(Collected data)
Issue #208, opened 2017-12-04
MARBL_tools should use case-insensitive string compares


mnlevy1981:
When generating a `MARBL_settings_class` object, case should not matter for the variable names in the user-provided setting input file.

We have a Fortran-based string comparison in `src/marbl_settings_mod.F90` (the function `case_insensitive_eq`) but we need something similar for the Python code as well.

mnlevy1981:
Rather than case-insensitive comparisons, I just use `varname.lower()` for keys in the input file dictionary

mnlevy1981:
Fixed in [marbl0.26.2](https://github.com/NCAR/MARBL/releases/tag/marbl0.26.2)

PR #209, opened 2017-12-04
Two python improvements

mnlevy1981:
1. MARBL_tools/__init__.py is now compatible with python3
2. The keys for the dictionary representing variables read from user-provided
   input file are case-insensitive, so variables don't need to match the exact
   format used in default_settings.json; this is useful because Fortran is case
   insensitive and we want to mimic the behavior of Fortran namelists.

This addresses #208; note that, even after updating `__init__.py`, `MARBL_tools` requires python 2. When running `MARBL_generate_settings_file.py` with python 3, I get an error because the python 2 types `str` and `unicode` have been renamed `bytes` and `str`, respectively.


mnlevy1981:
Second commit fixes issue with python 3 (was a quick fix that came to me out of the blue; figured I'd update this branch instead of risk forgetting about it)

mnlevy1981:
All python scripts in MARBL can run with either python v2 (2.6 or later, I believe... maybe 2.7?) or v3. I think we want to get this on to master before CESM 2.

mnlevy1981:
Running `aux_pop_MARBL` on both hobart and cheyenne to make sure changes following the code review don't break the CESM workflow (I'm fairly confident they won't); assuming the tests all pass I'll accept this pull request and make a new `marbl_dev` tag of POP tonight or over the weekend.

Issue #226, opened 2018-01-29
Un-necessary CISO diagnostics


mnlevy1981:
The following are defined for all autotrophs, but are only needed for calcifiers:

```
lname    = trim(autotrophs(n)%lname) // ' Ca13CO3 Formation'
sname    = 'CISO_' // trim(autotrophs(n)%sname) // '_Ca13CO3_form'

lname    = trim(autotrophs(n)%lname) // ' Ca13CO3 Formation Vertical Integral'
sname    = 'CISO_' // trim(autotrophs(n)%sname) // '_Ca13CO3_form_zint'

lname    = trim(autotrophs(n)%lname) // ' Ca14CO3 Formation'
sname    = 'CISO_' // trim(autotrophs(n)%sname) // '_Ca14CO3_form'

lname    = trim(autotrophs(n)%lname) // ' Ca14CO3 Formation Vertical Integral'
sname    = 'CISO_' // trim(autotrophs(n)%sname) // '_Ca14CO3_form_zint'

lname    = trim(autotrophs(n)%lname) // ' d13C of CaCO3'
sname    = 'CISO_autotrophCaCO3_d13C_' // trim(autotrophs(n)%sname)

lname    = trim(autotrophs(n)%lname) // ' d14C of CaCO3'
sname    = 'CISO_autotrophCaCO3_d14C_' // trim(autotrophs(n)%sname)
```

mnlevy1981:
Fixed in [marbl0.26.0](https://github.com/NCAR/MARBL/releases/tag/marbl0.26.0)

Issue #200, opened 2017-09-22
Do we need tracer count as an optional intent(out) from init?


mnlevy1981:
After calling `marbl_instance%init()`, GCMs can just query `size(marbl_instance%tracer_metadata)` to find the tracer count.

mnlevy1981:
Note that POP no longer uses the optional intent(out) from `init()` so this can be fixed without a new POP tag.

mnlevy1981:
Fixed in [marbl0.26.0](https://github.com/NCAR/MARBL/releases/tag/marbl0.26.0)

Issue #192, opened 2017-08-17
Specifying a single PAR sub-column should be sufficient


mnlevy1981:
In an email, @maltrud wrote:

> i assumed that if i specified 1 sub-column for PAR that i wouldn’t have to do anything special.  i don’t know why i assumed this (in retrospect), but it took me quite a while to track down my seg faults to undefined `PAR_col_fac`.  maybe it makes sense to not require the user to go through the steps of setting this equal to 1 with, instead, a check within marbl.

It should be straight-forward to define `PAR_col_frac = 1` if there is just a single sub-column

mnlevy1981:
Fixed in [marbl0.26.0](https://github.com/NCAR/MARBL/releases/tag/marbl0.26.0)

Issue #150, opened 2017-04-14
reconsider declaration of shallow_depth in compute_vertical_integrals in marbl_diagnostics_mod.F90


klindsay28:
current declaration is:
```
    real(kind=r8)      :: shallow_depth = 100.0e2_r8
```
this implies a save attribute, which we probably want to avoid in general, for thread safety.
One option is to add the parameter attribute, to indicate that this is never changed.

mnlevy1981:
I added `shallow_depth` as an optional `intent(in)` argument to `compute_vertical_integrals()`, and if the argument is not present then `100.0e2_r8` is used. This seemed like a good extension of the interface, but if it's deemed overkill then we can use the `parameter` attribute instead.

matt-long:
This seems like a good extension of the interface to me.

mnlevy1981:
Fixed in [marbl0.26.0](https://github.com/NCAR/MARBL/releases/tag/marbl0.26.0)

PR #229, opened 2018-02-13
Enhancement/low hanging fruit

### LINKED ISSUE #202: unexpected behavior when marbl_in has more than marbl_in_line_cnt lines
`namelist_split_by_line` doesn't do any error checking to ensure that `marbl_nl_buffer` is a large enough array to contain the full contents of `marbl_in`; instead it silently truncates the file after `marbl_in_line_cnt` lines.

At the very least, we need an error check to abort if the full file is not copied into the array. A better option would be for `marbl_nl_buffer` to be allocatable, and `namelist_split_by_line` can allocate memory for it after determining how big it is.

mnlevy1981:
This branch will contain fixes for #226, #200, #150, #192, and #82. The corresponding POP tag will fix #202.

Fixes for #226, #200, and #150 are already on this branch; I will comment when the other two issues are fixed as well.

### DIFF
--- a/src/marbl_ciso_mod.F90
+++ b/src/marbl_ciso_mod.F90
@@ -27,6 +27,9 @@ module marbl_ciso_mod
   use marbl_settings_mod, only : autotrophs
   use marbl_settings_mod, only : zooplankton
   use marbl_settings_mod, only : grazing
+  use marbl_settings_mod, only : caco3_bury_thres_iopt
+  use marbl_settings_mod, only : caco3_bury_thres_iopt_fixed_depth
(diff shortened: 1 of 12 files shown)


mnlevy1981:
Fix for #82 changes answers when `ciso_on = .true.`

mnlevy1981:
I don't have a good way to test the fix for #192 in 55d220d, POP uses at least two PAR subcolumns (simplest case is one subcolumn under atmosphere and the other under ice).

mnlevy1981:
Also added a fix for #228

• _Instructions to follow_: Retype all the data, keeping every character the same.

• _Reply to the exercise_:
Issue #208, opened 2017-12-04
MARBL_tools should use case-insensitive string compares


mnlevy1981:
When generating a `MARBL_settings_class` object, case should not matter for the variable names in the user-provided setting input file.

We have a Fortran-based string comparison in `src/marbl_settings_mod.F90` (the function `case_insensitive_eq`) but we need something similar for the Python code as well.

mnlevy1981:
Rather than case-insensitive comparisons, I just use `varname.lower()` for keys in the input file dictionary

mnlevy1981:
Fixed in [marbl0.26.2](https://github.com/NCAR/MARBL/releases/tag/marbl0.26.2)

PR #209, opened 2017-12-04
Two python improvements

mnlevy1981:
1. MARBL_tools/__init__.py is now compatible with python3
2. The keys for the dictionary representing variables read from user-provided
   input file are case-insensitive, so variables don't need to match the exact
   format used in default_settings.json; this is useful because Fortran is case
   insensitive and we want to mimic the behavior of Fortran namelists.

This addresses #208; note that, even after updating `__init__.py`, `MARBL_tools` requires python 2. When running `MARBL_generate_settings_file.py` with python 3, I get an error because the python 2 types `str` and `unicode` have been renamed `bytes` and `str`, respectively.


mnlevy1981:
Second commit fixes issue with python 3 (was a quick fix that came to me out of the blue; figured I'd update this branch instead of risk forgetting about it)

mnlevy1981:
All python scripts in MARBL can run with either python v2 (2.6 or later, I believe... maybe 2.7?) or v3. I think we want to get this on to master before CESM 2.

mnlevy1981:
Running `aux_pop_MARBL` on both hobart and cheyenne to make sure changes following the code review don't break the CESM workflow (I'm fairly confident they won't); assuming the tests all pass I'll accept this pull request and make a new `marbl_dev` tag of POP tonight or over the weekend.

Issue #226, opened 2018-01-29
Un-necessary CISO diagnostics


mnlevy1981:
The following are defined for all autotrophs, but are only needed for calcifiers:

```
lname    = trim(autotrophs(n)%lname) // ' Ca13CO3 Formation'
sname    = 'CISO_' // trim(autotrophs(n)%sname) // '_Ca13CO3_form'

lname    = trim(autotrophs(n)%lname) // ' Ca13CO3 Formation Vertical Integral'
sname    = 'CISO_' // trim(autotrophs(n)%sname) // '_Ca13CO3_form_zint'

lname    = trim(autotrophs(n)%lname) // ' Ca14CO3 Formation'
sname    = 'CISO_' // trim(autotrophs(n)%sname) // '_Ca14CO3_form'

lname    = trim(autotrophs(n)%lname) // ' Ca14CO3 Formation Vertical Integral'
sname    = 'CISO_' // trim(autotrophs(n)%sname) // '_Ca14CO3_form_zint'

lname    = trim(autotrophs(n)%lname) // ' d13C of CaCO3'
sname    = 'CISO_autotrophCaCO3_d13C_' // trim(autotrophs(n)%sname)

lname    = trim(autotrophs(n)%lname) // ' d14C of CaCO3'
sname    = 'CISO_autotrophCaCO3_d14C_' // trim(autotrophs(n)%sname)
```

mnlevy1981:
Fixed in [marbl0.26.0](https://github.com/NCAR/MARBL/releases/tag/marbl0.26.0)

Issue #200, opened 2017-09-22
Do we need tracer count as an optional intent(out) from init?


mnlevy1981:
After calling `marbl_instance%init()`, GCMs can just query `size(marbl_instance%tracer_metadata)` to find the tracer count.

mnlevy1981:
Note that POP no longer uses the optional intent(out) from `init()` so this can be fixed without a new POP tag.

mnlevy1981:
Fixed in [marbl0.26.0](https://github.com/NCAR/MARBL/releases/tag/marbl0.26.0)

Issue #192, opened 2017-08-17
Specifying a single PAR sub-column should be sufficient


mnlevy1981:
In an email, @maltrud wrote:

> i assumed that if i specified 1 sub-column for PAR that i wouldn’t have to do anything special.  i don’t know why i assumed this (in retrospect), but it took me quite a while to track down my seg faults to undefined `PAR_col_fac`.  maybe it makes sense to not require the user to go through the steps of setting this equal to 1 with, instead, a check within marbl.

It should be straight-forward to define `PAR_col_frac = 1` if there is just a single sub-column

mnlevy1981:
Fixed in [marbl0.26.0](https://github.com/NCAR/MARBL/releases/tag/marbl0.26.0)

Issue #150, opened 2017-04-14
reconsider declaration of shallow_depth in compute_vertical_integrals in marbl_diagnostics_mod.F90


klindsay28:
current declaration is:
```
    real(kind=r8)      :: shallow_depth = 100.0e2_r8
```
this implies a save attribute, which we probably want to avoid in general, for thread safety.
One option is to add the parameter attribute, to indicate that this is never changed.

mnlevy1981:
I added `shallow_depth` as an optional `intent(in)` argument to `compute_vertical_integrals()`, and if the argument is not present then `100.0e2_r8` is used. This seemed like a good extension of the interface, but if it's deemed overkill then we can use the `parameter` attribute instead.

matt-long:
This seems like a good extension of the interface to me.

mnlevy1981:
Fixed in [marbl0.26.0](https://github.com/NCAR/MARBL/releases/tag/marbl0.26.0)

PR #229, opened 2018-02-13
Enhancement/low hanging fruit

### LINKED ISSUE #202: unexpected behavior when marbl_in has more than marbl_in_line_cnt lines
`namelist_split_by_line` doesn't do any error checking to ensure that `marbl_nl_buffer` is a large enough array to contain the full contents of `marbl_in`; instead it silently truncates the file after `marbl_in_line_cnt` lines.

At the very least, we need an error check to abort if the full file is not copied into the array. A better option would be for `marbl_nl_buffer` to be allocatable, and `namelist_split_by_line` can allocate memory for it after determining how big it is.

mnlevy1981:
This branch will contain fixes for #226, #200, #150, #192, and #82. The corresponding POP tag will fix #202.

Fixes for #226, #200, and #150 are already on this branch; I will comment when the other two issues are fixed as well.

### DIFF
--- a/src/marbl_ciso_mod.F90
+++ b/src/marbl_ciso_mod.F90
@@ -27,6 +27,9 @@ module marbl_ciso_mod
   use marbl_settings_mod, only : autotrophs
   use marbl_settings_mod, only : zooplankton
   use marbl_settings_mod, only : grazing
+  use marbl_settings_mod, only : caco3_bury_thres_iopt
+  use marbl_settings_mod, only : caco3_bury_thres_iopt_fixed_depth
(diff shortened: 1 of 12 files shown)


mnlevy1981:
Fix for #82 changes answers when `ciso_on = .true.`

mnlevy1981:
I don't have a good way to test the fix for #192 in 55d220d, POP uses at least two PAR subcolumns (simplest case is one subcolumn under atmosphere and the other under ice).

mnlevy1981:
Also added a fix for #228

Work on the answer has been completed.